Action item: Please transcribe the listing below with every word intact.

Provided material:
■ ■ ■
PR #149, opened 2019-11-05
Allow for importing modules instead of bare types

ambv:
Some projects, EdgeDB in particular, avoid importing bare names to avoid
■ ■ ■
Your response:
PR #149, opened 2019-11-05
Allow for importing modules instead of bare types

ambv:
Some projects, EdgeDB in particular, avoid importing bare names to avoid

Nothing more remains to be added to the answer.